In the study, which was done in July, 14 blood samples were collected from the patients within a 6.5 hour window, including from two separate Theranos retail outlets in Phoenix, Arizona, and test facilities for LabCorp and Quest.

Theranos is still working on publishing its own data, and will have something “in the coming months,” according to spokeswoman Brooke Buchanan. The startup has held research round tables with top experts over the last three months, she said.

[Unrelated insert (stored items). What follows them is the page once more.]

PR #1613, opened 2022-09-06
Docs: Creating matrix variate

mschauer:
Is `rand(::AbstractRNG,...)` the right one here?

### DIFF
--- a/docs/src/extends.md
+++ b/docs/src/extends.md
@@ -154,13 +154,13 @@ It is also recommended that one also implements the following statistics functio
 - [`entropy(d::MultivariateDistribution)`](@ref)
 - [`cov(d::MultivariateDistribution)`](@ref)
 
-## Create a Matrix-variate Distribution
+## Create a matrix-variate Distribution
 
-A multivariate distribution type should be defined as a subtype of `DiscreteMatrixDistribution` or `ContinuousMatrixDistribution`.
+A matrix-variate distribution type should be defined as a subtype of `DiscreteMatrixDistribution` or `ContinuousMatrixDistribution`.
 
 The following methods need to be implemented for each matrix-variate distribution type:
 
 - [`size(d::MatrixDistribution)`](@ref)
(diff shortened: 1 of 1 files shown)


docs/src/extends.md
```diff
@@ -154,13 +154,13 @@ It is also recommended that one also implements the following statistics functio
...
+## Create a matrix-variate Distribution
 
-A multivariate distribution type should be defined as a subtype of `DiscreteMatrixDistribution` or `ContinuousMatrixDistribution`.
+A matrix-variate distribution type should be defined as a subtype of `DiscreteMatrixDistribution` or `ContinuousMatrixDistribution`.
 
 The following methods need to be implemented for each matrix-variate distribution type:
 
 - [`size(d::MatrixDistribution)`](@ref)
-- [`rand(d::MatrixDistribution)`](@ref)
+- [`rand(rng::AbstractRNG, d::MatrixDistribution)`](@ref)
```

Holmes previously said that Theranos had asked the Cleveland Clinic, a prominent research hospital, to run a study comparing its technology to traditional blood draws. As of Jan. 27, the Cleveland Clinic had not started the study.  Eileen Sheil, a spokeswoman for Cleveland Clinic, didn’t immediately respond to a request for an update on the study, and Buchanan declined to comment in detail on any independent studies.